Honeywell announced plans on Thursday to break itself into three publicly traded companies, dismantling one of the last remaining U.S. industrial conglomerates. The move follows mounting pressure from activist investor Elliott Investment Management, which disclosed a $5 billion stake in the company late last year and urged structural changes to unlock shareholder value.
The company said it will separate its aerospace and automation businesses, in addition to its previously announced spinoff of its advanced materials unit. Honeywell Chairman and CEO Vimal Kapur described the restructuring as a way to streamline operations and improve market focus. "The formation of three independent, industry-leading companies builds on the powerful foundation we have created, positioning each to pursue tailored growth strategies and unlock significant value for shareholders and customers," Kapur said in a statement.
Shares of Honeywell initially rose on the news but later fell nearly 5% in premarket trading after the company provided a weaker-than-expected sales and profit forecast for 2025. It projected adjusted earnings per share between $10.10 and $10.50, below analysts' estimates of $10.93. Its revenue outlook of $39.6 billion to $40.6 billion also missed Wall Street's expectation of $41.22 billion, according to LSEG data.

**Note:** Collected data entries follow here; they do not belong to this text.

PR #23, opened 2026-07-27
fix: disable App Sandbox so Logue appears in Accessibility settings (#22)

### LINKED ISSUE #22: Logue doesn't show in accessibility
### What happened?

When setup, permissions are granted, but the accessibility fails. This is because the app is not displayed in accessibility. All other permissions work.

### Steps to reproduce

Launch setup, grant permissions.

### Logue version

1.0.0.

### macOS version

macOS 27

### Mac model

MacBook Pro m4

### Screenshots or logs

_No response_

westerosweb:
Fixes #22.

## Root cause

The decision to separate the aerospace business follows months of speculation. In December, Honeywell acknowledged it was evaluating the possibility of a spinoff, shortly after Elliott revealed its stake. The hedge fund had been pressing for a split, arguing that Honeywell's stock had underperformed relative to the broader market. While the company's shares had gained 7.7% in 2024 up to November 11, the S&P 500 had risen 26.6% over the same period.
The aerospace unit, which contributed approximately 40% of Honeywell's total revenue in 2024, is the company's most valuable segment, with estimates suggesting it could be worth between $90 billion and $120 billion, including debt. The division supplies aircraft components and services to Boeing, Airbus, and the U.S. government, benefitting from increased demand as airlines extend the life of older planes amid aircraft shortages.
Honeywell's decision reflects a broader trend among industrial giants to simplify their corporate structures. General Electric, 3M, and United Technologies have all undertaken similar breakups in recent years as conglomerates face pressure to boost shareholder returns and compete with more specialized companies. Analysts note that large industrial firms are increasingly seen as inefficient, with investors preferring businesses that can focus more narrowly on specific industries.
The breakup marks a historic shift for Honeywell, a more than 100-year-old company that has long operated across multiple industrial sectors. Despite past activist challenges-including a 2017 push by Third Point's Daniel Loeb to spin off the aerospace business-the company had resisted major structural changes.
Honeywell said it expects to complete the automation and aerospace separations in the second half of 2026, while the spinoff of its advanced materials business remains on track for late 2025 or early 2026. The company stated that the transactions would be tax-free for shareholders.
The breakup follows a period of significant portfolio adjustments under Kapur's leadership. Since taking over as CEO, he has pursued a series of acquisitions and divestitures, including the planned sale of Honeywell's personal protective equipment business. The company has emphasized that separating its businesses will allow each entity to pursue targeted growth strategies while providing investors with greater transparency.